Task instructions → Transcribe the records below exactly, from their first line through the line containing "implied. See the". Omit every line after it.

+---+

PR #2614, opened 2025-08-04
[DO NOT MERGE] Validate Beam 2.67.0rc1

Amar3tto:


Amar3tto:
Python UDF tests are failing which is expected

PR #2626, opened 2025-08-07
Adding python flex template to convert raw text/image objects to ArrayRecord

PAenugula:
Adding python flex template to convert raw text/image GCS objects in bulk to ArrayRecord format. This allows ML researchers to take advantage of Grain pipelines.

- Allows passing in `input_path`, `input_format`, and `output_path`.

### DIFF
--- a/python/src/main/java/com/google/cloud/teleport/templates/python/ArrayRecordConverter.java
+++ b/python/src/main/java/com/google/cloud/teleport/templates/python/ArrayRecordConverter.java
@@ -1,0 +1,59 @@
+/*
+ * Copyright (C) 2025 Google LLC
+ *
+ * Licensed under the Apache License, Version 2.0 (the "License"); you may not
+ * use this file except in compliance with the License. You may obtain a copy of
+ * the License at
+ *
+ *   http://www.apache.org/licenses/LICENSE-2.0
+ *
+ * Unless required by applicable law or agreed to in writing, software
+ * distributed under the License is distributed on an "AS IS" BASIS, WITHOUT
+ * WARRANTIES OR CONDITIONS OF ANY KIND, either express or implied. See the
+ * License for the specific language governing permissions and limitations under
+ * the License.
+ */
+package com.google.cloud.teleport.templates.python;
+
+import com.google.cloud.teleport.metadata.Template;
+import com.google.cloud.teleport.metadata.TemplateCategory;
+import com.google.cloud.teleport.metadata.TemplateParameter;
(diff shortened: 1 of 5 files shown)


python/src/main/java/com/google/cloud/teleport/templates/python/ArrayRecordConverter.java
```diff
@@ -0,0 +1,59 @@
...
+import com.google.cloud.teleport.metadata.TemplateParameter;
+
+/** template class for ArrayRecordConverter in Python. */
+@Template(
+    name = "ArrayRecord_Converter",
+    category = TemplateCategory.STREAMING,
+    type = Template.TemplateType.PYTHON,
+    displayName = "ArrayRecord Converter Job",
+    description =
+        "The ArrayRecord_Converter Template is used to convert bulk text/image dataset in GCS into ArrayRecord Datasets in GCS"
```
liferoad, line 29: we probably can make this template hidden for now or change the description with something like use as it is and no support.

PAenugula: I think the "use as is" and "no support" is fine. However, would it still require users to locally pull this repository to deploy their own flex template and run?

damccorm: I don't think we can publicly publish a new template and not support it. Per https://github.com/GoogleCloudPlatform/DataflowTemplates/blob/main/contributor-docs/maintainers-guide.md#introducing-new-templates we generally are not accepting new templates, and I don't think we should take this as a result. I'd recommend adding this as a sample (maybe in https://github.com/GoogleCloudPlatform/python-docs-samples/tree/main/dataflow/flex-templates) so that customers can take it and build it themselves there if needed.

python/src/main/python/arrayrecord-converter/main.py
```diff
@@ -0,0 +1,141 @@
...
+      write_dir=_WRITE_DIR,
+      file_path_suffix='.arrayrecord',
+      overwrite_extension=False,
+  ):
+
+    ## Upload to GCS
+    def upload_to_gcs(
+        bucket_name, filename, prefix='', source_dir=self._WRITE_DIR
+    ):
+      source_filename = os.path.join(source_dir, filename)
```
liferoad, line 48: this will be expensive since you do this for every element. Better use the existing gcs IO.

PR #2629, opened 2025-08-07
Schema Map Support for Tables

rahulkumar0630:
Updated optional schema map parameter to support table mapping as well


dhercher (dismissed):

v2/datastream-to-sql/src/main/java/com/google/cloud/teleport/v2/utils/DatastreamToMySQLDML.java
dhercher, line 1: Alright to leave as is, but consider if this logic could be pushed into the parent class so we don't duplicate (and dont need to implement for each new destination

rahulkumar0630: [Refactored and moved getTargetTableName to DatastreamtoDML.java](https://github.com/GoogleCloudPlatform/DataflowTemplates/pull/2629/commits/818fe67658d74c7991b12727cd88049327eb3ab5)

rahulkumar0630:
Rebased with main before merging.

PR #2630, opened 2025-08-08
Fix security issues in datastream-to-spanner

manitgupta:
Tested by running a pipeline and migrating a few records..

### DIFF
--- a/v2/datastream-to-spanner/pom.xml
+++ b/v2/datastream-to-spanner/pom.xml
@@ -53,6 +53,21 @@
             <artifactId>json</artifactId>
             <version>${json.version}</version>
         </dependency>
+        <dependency>
+            <groupId>commons-beanutils</groupId>
+            <artifactId>commons-beanutils</artifactId>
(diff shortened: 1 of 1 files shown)


v2/datastream-to-spanner/pom.xml
```diff
@@ -53,6 +53,21 @@
...
             <version>${json.version}</version>
         </dependency>
+        <dependency>
+            <groupId>commons-beanutils</groupId>
+            <artifactId>commons-beanutils</artifactId>
+            <version>1.11.0</version>
+        </dependency>
+        <dependency>
+            <groupId>org.apache.parquet</groupId>
+            <artifactId>parquet-avro</artifactId>
```
liferoad, line 63: I suggest you wait for Beam 2.67.0, which fixes these issues.

manitgupta: Does 2.67.0 also fix `commons-beanutils` and `org.eclipse.jetty:jetty-server` issues as well?

Issue #2634, opened 2025-08-11
[Bug]: neo4j integration test failing


Abacn:
### Related Template(s)

googlecloud-to-neo4j

### Template Version

N/A

### What happened?

neo4j integration tests started failing since Aug 8, 2025 due to testcontainer startup timeout: 

https://github.com/GoogleCloudPlatform/DataflowTemplates/actions/runs/16812884401/job/47628672408

I can reproduce it using the following simple code 

```
package org.example;

import org.testcontainers.utility.DockerImageName;
import org.testcontainers.containers.Neo4jContainer;
public class Main {

  public static void main(String[] args) {
    Neo4jContainer container = new Neo4jContainer(DockerImageName.parse("neo4j").withTag("5-enterprise"));
    container.start();
  }
}
```

I get

```
[main] ERROR tc.neo4j:5-enterprise - Could not start container
java.lang.IllegalStateException: Wait strategy failed. Container exited with code 1
```

Likely the newly pushed neo4j containers had breaking changes

https://hub.docker.com/layers/library/neo4j/5-enterprise/images/sha256-50f97951018816afe431f386d62d8bebbcce91eb1aecd03f5af4209deb1f0bf6?context=explore

https://hub.docker.com/layers/library/neo4j/4.4-enterprise/images/sha256-3bac369722a861157b031cff56a8665c5a427857a4d2d1ffe9949f92bc6beafe

### Relevant log output

```shell

```

Abacn:
actually the reproduce above may not be relevant. Adding `container = (Neo4jContainer) container.withEnv("NEO4J_ACCEPT_LICENSE_AGREEMENT", "yes");` both old and new containers started successfully.

Abacn:
It is found this is due to #2624. The reason is unknown.

fbiville:
I see that `org.apache.beam.it.testcontainers.TestContainerResourceManager` has some instrumentation around log consumers, but only for "static" containers (see `org.apache.beam.it.testcontainers.TestContainerResourceManager.Builder#useStaticContainer`).
 
Collecting the actual container logs would actually be helpful to understand exactly what causes the container to not start.

Abacn:
It appears the ConcurrentHashMap in  #2624 caused issue. It causes some race condition on docker. 

[...]

PR #2635, opened 2025-08-11
Pin neo4j test container

Abacn:
mitigate #2634


Abacn:
pin neo4j container does not work. It's not due to neo4j container upgrade.

PR #2645, opened 2025-08-14
Add tag to staging image as well

Abacn:


Abacn:
Tested with us.gcr.io/dataflow-build/streaming-data-generator -> gcr.io/dataflow-build/streaming-data-generator

Abacn:
R: @damccorm

plugins/templates-maven-plugin/src/main/java/com/google/cloud/teleport/plugin/maven/PromoteHelper.java
```diff
@@ -75,10 +77,11 @@ public void promote() throws IOException, InterruptedException {
     JsonElement parsed = JsonParser.parseString(responseRLO);
     String operation = parsed.getAsJsonObject().get("name").getAsString();
     waitForComplete(operation);
-    addTag(imageTag);
+    addTag(sourcePath, "public-image-latest");
```
damccorm, line 80: Is sourcePath the staging repo? If so, should we tag with something like `no-new-use-public-image-staging-image` so it doesn't get flagged?

Abacn: Thanks, communicating with internal team for clarification, mark as draft at the moment

PR #2648, opened 2025-08-15
Bump hbase-shaded-client to 2.6.3-hadoop3

ahmedabu98:
Fixes a few CVEs like [CVE-2023-44981](https://github.com/advisories/GHSA-7286-pgfv-vxvh)

### DIFF
--- a/pom.xml
+++ b/pom.xml
@@ -68,7 +68,7 @@
     <guava.version>32.0.1-jre</guava.version>
     <hadoop.version>3.4.1</hadoop.version>
     <hamcrest.version>2.1</hamcrest.version>
-    <hbase.client.version>2.5.3-hadoop3</hbase.client.version>
+    <hbase.client.version>2.6.3-hadoop3</hbase.client.version>
     <mockito.version>4.11.0</mockito.version>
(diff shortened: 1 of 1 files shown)


ahmedabu98:
cc @damccorm I think this could fix many vulnerabilities we're seeing

pom.xml
```diff
@@ -68,7 +68,7 @@
     <guava.version>32.0.1-jre</guava.version>
     <hadoop.version>3.4.1</hadoop.version>
     <hamcrest.version>2.1</hamcrest.version>
-    <hbase.client.version>2.5.3-hadoop3</hbase.client.version>
+    <hbase.client.version>2.6.3-hadoop3</hbase.client.version>
```
damccorm, line 71: Should we update https://github.com/apache/beam/blob/b17488ffddbb0923c87e13a709d6c04268bd8915/sdks/java/io/hbase/build.gradle#L37 to match (I see a similar version elsewhere in Beam)?

ahmedabu98: Good idea, opened a PR here: https://github.com/apache/beam/pull/35898

PR #2651, opened 2025-08-18
feat(dataflow): replace cancelJob with forceCancelJob

liferoad:
Add forceCancelJob method to ensure jobs are terminated during cleanup Add tests for forceCancelJob functionality
Update logging messages to reflect force cancel operation

This should speed up the job canceling time.


Abacn:
This likely caused resource leak of GCE Instance templates

image

leak since Aug 18, matches merge time of this PR

derrickaw:
KafkaToBigQuery IT pipeline failed due to maxed Instance Templates of 2,000. Currently deleting the older instance templates, hence the cliff at the end.  Thanks Yi!

PR #216, opened 2015-03-30
Added Full Language-Country Name

GheloAce:
Added the full language-country name of the Localized Provider list section.  Good for those who do not know what do those ISO codes mean.


fcurella:
Thanks! Very much appreciated

PR #231, opened 2015-04-24
Added timedelta to date_time provider

Brobin:
As the title states, this pull adds a method `time_delta` to the date_time provider.

This method generates a random timedelta in seconds from 0 to the current time.


fcurella:
Looks good! Thanks!

Brobin:
Wow, that was quick! I'm glad I could help.

PR #233, opened 2015-04-25
Added file_extension and file_name methods to file provider

Brobin:
This pull request adds the `file_name` and `file_extenstion` methods to the file provider. It adds tuples of common file extensions and a dictionary of the categories. This allows the user to either select a category or a random one will be chosen. 

The `file_name` method uses the `lorem.Provider.word()` method to get a filename, and joins that with a random extension. Additionally, the `file_name` method can take an extenstion to use. If none is provided, a random one will be chosen.


fcurella:
Looks very useful. Thank you!

PR #234, opened 2015-04-26
Update ja_JP address.

ohbarye:
Changed address formats.

Added the following method:

 - prefecture, city, town, chome, ban, gou, building_name, zipcode


fcurella:
Thank you!

PR #252, opened 2015-06-01
Adds uuid support

jaredculp:
Simple wrapper around the built in python library because I was a bit surprised that the following code didn't work.

```python
from faker import Factory

fake = Factory.create()
fake.uuid()
```

### DIFF
--- a/faker/providers/misc/__init__.py
+++ b/faker/providers/misc/__init__.py
@@ -4,6 +4,7 @@ from __future__ import unicode_literals
 import hashlib
 import random
 import string
+import uuid
 
 from faker.providers.date_time import Provider as DatetimeProvider
 
@@ -68,6 +69,13 @@ class Provider(BaseProvider):
     @classmethod
     def language_code(cls):
         return cls.random_element(cls.language_codes)
+
+    @classmethod
+    def uuid4(cls):
+        """
+        Generates a random UUID4 string.
+        """
+        return str(uuid.uuid4())
 
     @classmethod
     def password(cls, length=10, special_chars=True, digits=True, upper_case=True, lower_case=True):


faker/providers/misc/__init__.py
```diff
@@ -70,6 +71,13 @@ def language_code(cls):
         return cls.random_element(cls.language_codes)
 
     @classmethod
+    def uuid(cls):
```
fcurella: can you rename the moethod to be `uuid4`, so it's clear what kind of uuid is returning?

jaredculp: Sure! Should I add methods for the other uuid types?

fcurella: uuid3 and uuid5 both require some argument, and uuid1 is very insecure, so
I wouldn't bother. But it's really up to you and what you think it's useful
:)

fcurella: > Or perhaps just add a parameter to this method, and have it default to uuid4

I'd rather have it in the name method, makes it more explicit.

jaredculp: I've only ever used `uuid4` so I think that is sufficient. Do I need to add any tests/docs?

faker/providers/misc/__init__.py
```diff
@@ -70,6 +71,13 @@ def language_code(cls):
         return cls.random_element(cls.language_codes)
 
     @classmethod
+    def uuid4j(cls):
```
fcurella: is the `j` a typo?

faker/providers/misc/__init__.py
fcurella: On Tue, Jun 2, 2015 at 9:56 AM, Jared Culp <notifications@github.com> wrote:

> Do I need to add any tests/docs?


that'd be great, thanks!

jaredculp:
@fcurella I'm not sure what to add for tests/docs so I think this is ready to merge if you're okay with it

fcurella:
Thank you very much! :sparkles:

fcurella:
that's okay, i think the test suite automatically builds a smoke test,
which is pretty much what you would've written anyway.

PR #254, opened 2015-06-02
Fixed switched JCB 15 and JCB 16 prefixes

rfsbraz:


fcurella:
Thanks!

I have no idea why such change would drop coverage so much. But just in case, do you have some time to add some tests?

+---+

Result →
PR #2614, opened 2025-08-04
[DO NOT MERGE] Validate Beam 2.67.0rc1

Amar3tto:


Amar3tto:
Python UDF tests are failing which is expected

PR #2626, opened 2025-08-07
Adding python flex template to convert raw text/image objects to ArrayRecord

PAenugula:
Adding python flex template to convert raw text/image GCS objects in bulk to ArrayRecord format. This allows ML researchers to take advantage of Grain pipelines.

- Allows passing in `input_path`, `input_format`, and `output_path`.

### DIFF
--- a/python/src/main/java/com/google/cloud/teleport/templates/python/ArrayRecordConverter.java
+++ b/python/src/main/java/com/google/cloud/teleport/templates/python/ArrayRecordConverter.java
@@ -1,0 +1,59 @@
+/*
+ * Copyright (C) 2025 Google LLC
+ *
+ * Licensed under the Apache License, Version 2.0 (the "License"); you may not
+ * use this file except in compliance with the License. You may obtain a copy of
+ * the License at
+ *
+ *   http://www.apache.org/licenses/LICENSE-2.0
+ *
+ * Unless required by applicable law or agreed to in writing, software
+ * distributed under the License is distributed on an "AS IS" BASIS, WITHOUT
+ * WARRANTIES OR CONDITIONS OF ANY KIND, either express or implied. See the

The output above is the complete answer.